About Human Research Protections (HRP) and the Institutional Review Board (IRB)
HRP is responsible for managing the University's human research protections program. The HRP staff provides administrative support to UCI's four Institutional Review Boards (IRB). Research involving human subjects must undergo review by the Institutional Review Board (IRB). The IRB is charged with the responsibility of reviewing human subjects research and ensuring compliance with federal regulations, state laws, and UC/UCI policies. The primary role of the IRB is to protect the safety and welfare of human subjects. UCI has four IRB committees: two review biomedical research (IRBs “A” and “B”), the third (IRB “C”) reviews social/behavioral research and the fourth (IRB “E”) reviews matters of alleged noncompliance.
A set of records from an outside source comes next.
PR #1206, opened 2024-04-08
chore: split ChartDots into bar and points components (PT-181915881)

emcelroy:
[[#181915881](https://www.pivotaltracker.com/story/show/181915881)]

As a follow up to [feat: dot chart can be converted to bar chart (PT-181915881)](https://github.com/concord-consortium/codap/pull/1196), these changes split the original `ChartDots` component into separate versions for bars and points. I moved portions of the original component to a `useChartDots` hook and to two new views on `GraphContentModel` to minimize duplicate code. One thing I'm especially wondering is if it'd be more appropriate to put one or both of those on `GraphDataConfigurationModel` instead? I'm also not quite sure about the names I chose for the views. Are they too generic in the context of the graph model? Similarly, the names of the types I added to graphing-types.ts may be too generic.


v3/src/components/graph/hooks/use-plot.ts
```diff
@@ -98,7 +98,7 @@ export const usePlotResponders = (props: IPlotResponderProps) => {
       () => GraphAttrRoles.map((aRole) => dataConfiguration?.attributeID(aRole)),
       () => {
         // if plot is not univariate and the attribute type changes, we need to update the pointConfig
-        if (graphModel?.plotType !== "dotPlot") {
+        if (graphModel?.plotType !== "dotPlot" && !graphModel?.pointsFusedIntoBars) {
```
emcelroy, line 101: This is a bug fix. Without this change, points fused into bars would automatically unfuse back to points if you added a categorical split to the graph.

bfinzer:
I notice one bug: Hover tips are not hiding when the mouse is no longer over a bar.

v3/src/components/graph/components/barchartdots.tsx
```diff
@@ -0,0 +1,184 @@
...
+    .data(barCovers)
+    .join((enter) => enter.append("rect")
+      .attr("class", (d) => d.class)
+      .attr("data-testid", "bar-cover")
+      .attr("x", (d) => d.x)
+      .attr("y", (d) => d.y)
+      .attr("width", (d) => d.width)
+      .attr("height", (d) => d.height)
+      .on("mouseover", function() { select(this).classed("active", true) })
+      .on("mouseout", function() { select(this).classed("active", false) })
```
bfinzer, line 47: For some reason this isn't causing the datatip to disappear.

bfinzer:
Both `cellParams` and `mapOfIndicesByCase` seem out of place to me in the GraphContentModel. I think of the models as knowing nothing about display level stuff. How about moving them to a utility file, perhaps named graph-display-utils?

bfinzer (approved):
👍🏻LGTM
Just one bug that could become a new story plus a suggestion about moving display level code out of GraphContentModel.

emcelroy:
> Both `cellParams` and `mapOfIndicesByCase` seem out of place to me in the GraphContentModel. I think of the models as knowing nothing about display level stuff. How about moving them to a utility file, perhaps named graph-display-utils?

Or maybe they could go in the `useChartDots` hook? They were originally part of the `ChartDots` component's `refreshPointPositions` method which is now in `useChartDots`. They would need to be separate from the latter since they're used directly by `BarChartDots`. But I think it may work to have them defined separately within the hook.

v3/src/components/graph/components/barchartdots.tsx
emcelroy: I meant to change this but didn't: currently the individual PixiPoint bars are still handling the showing and hiding of data tips. It should be the bar covers that do so. I'll need to rework things a little. Talya also pointed out that the click handling wasn't working right when there's a legend present and the bars are segmented by legend values. So I'll also have to make it so there's a bar cover per bar segment when there's a legend.

v3/src/components/data-display/models/data-configuration-model.ts
```diff
@@ -338,7 +338,7 @@ export const DataConfigurationModel = types
 
       selectCasesForCategoryValues(
         primaryAttrRole: AttrRole, primaryValue: string, secondaryValue?: string, extraPrimaryValue?: string,
-        extraSecondaryValue?: string, extend = false
+        extraSecondaryValue?: string, legendCat?: string, extend = false
```
kswenson, line 341: Could rename these to `primarySplitValue` and `secondarySplitValue` if you felt motivated but not required. 😉

v3/src/components/data-display/models/data-configuration-model.ts
```diff
@@ -357,7 +357,9 @@ export const DataConfigurationModel = types
               (extraPrimaryValue === "__main__" ||
                 dataset?.getStrValue(aCaseData.caseID, extraPrimaryAttrID) === extraPrimaryValue) &&
               (extraSecondaryValue === "__main__" ||
-                dataset?.getStrValue(aCaseData.caseID, extraSecondaryAttrID) === extraSecondaryValue)
+                dataset?.getStrValue(aCaseData.caseID, extraSecondaryAttrID) === extraSecondaryValue) &&
+              (!legendCat || legendCat === "" ||
+                dataset?.getStrValue(aCaseData.caseID, self.attributeID("legend")) === legendCat)
```
kswenson, line 362:
```suggestion
              (!legendCat || dataset?.getStrValue(aCaseData.caseID, self.attributeID("legend")) === legendCat)
```
Explicit test for empty string is redundant.

v3/src/components/graph/models/graph-content-model.ts
```diff
@@ -351,15 +350,108 @@ export const GraphContentModel = DataDisplayContentModel
         : casePrimaryValue
       const firstCount = legendAttrID ? totalCases : casesInSubPlot
       const secondCount = legendAttrID ? casesInSubPlot : totalCases
-
+      const percent = float(firstCount / secondCount * 100)
```
kswenson, line 353: I would write this as:
```suggestion
      const percent = float(100 * firstCount / secondCount)
```
to avoid the reader mistakenly thinking that the 100 is applied to the denominator (which it isn't, but visually it looks like it might be).

v3/src/components/graph/models/graph-content-model.ts
```diff
@@ -351,15 +350,108 @@ export const GraphContentModel = DataDisplayContentModel
...
       // <n> of <m> <category> (<p>%) are <legend category>
       const attrArray = [
         firstCount, secondCount, caseCategoryString, percent, caseLegendCategoryString
       ]
-
       return t("DG.BarChartModel.cellTipPlural", {vars: attrArray})
     }
   }))
+  .views(self => ({
+    cellParams(primaryCellWidth: number, primaryHeight: number) {
```
kswenson, line 362: In an earlier comment, the question was asked about where methods like `cellParams` and `mapOfIndicesByCase` should live. Perhaps they would make sense in the `SubPlotCells` class? Not a requirement for this PR, but something to consider.

v3/src/components/graph/components/dot-chart-bars.tsx
```diff
@@ -0,0 +1,234 @@
...
+  const {
+    primaryAxisPlace, primaryIsBottom, primarySplitAxisPlace, primarySplitCellWidth,
+    secondaryAxisPlace, secondaryCellHeight, numSecondarySplitBands
+  } = subPlotCells
+  const { p: primeCatIndex, ep: primeSplitCatIndex, es: secSplitCatIndex } = cellIndices
+  const primarySplitAxisScale = layout.getAxisScale(primarySplitAxisPlace) as ScaleBand<string>
+  const secondaryAxisScale = layout.getAxisScale(secondaryAxisPlace) as ScaleLinear<number, number>
+  const numPrimarySplitBands = Math.max(1, primarySplitAxisScale?.domain().length ?? 1)
+  const primaryCellWidth = layout.getAxisLength(primaryAxisPlace) / (primCatsCount ?? 1)
+  const primarySubCellWidth = primaryCellWidth / numPrimarySplitBands
```
kswenson, line 62: Some of these are either already available in the `SubPlotCells` or could be made available there. Again, not required for this PR but something to consider moving forward.

kswenson (approved):
👍 Looks good -- a few small suggestions and a couple of potential further small refactors to consider but that needn't be required at this point.

v3/src/components/graph/components/barchartdots.tsx
emcelroy: As noted offline, there is now a [separate PT story for this bug](https://www.pivotaltracker.com/story/show/187409553).

v3/src/components/graph/models/graph-content-model.ts
emcelroy: I tried moving those but ran into some confusing problems. It's not clear that they'd be easy to work out, so I'm going to opt out of that for this PR.

v3/src/components/graph/components/dot-chart-bars.tsx
emcelroy: Thanks for the reminder about that. I've cleaned this part up a bit as suggested.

Each committee is composed of physicians, scientists, non-scientists, and community members with varying backgrounds to promote complete and adequate review of the research activities conducted at UCI. Members are appointed by the Vice Chancellor for Research who is the UCI Official responsible for the human research protections program. In addition to working with the IRBs, HRP staff also work directly with investigators and their administrative staff to facilitate submission of the required IRB documentation.
HRP also has an Education and Quality Improvement Program (EQUIP) that provides education, training and quality improvement reviews to ensure compliance with federal and state regulations as well as UC/UCI policies. In addition, EQUIP is responsible for evaluating, tracking and monitoring the effectiveness of the UCI HRP to ensure the rights and welfare of human subjects and compliance with applicable laws.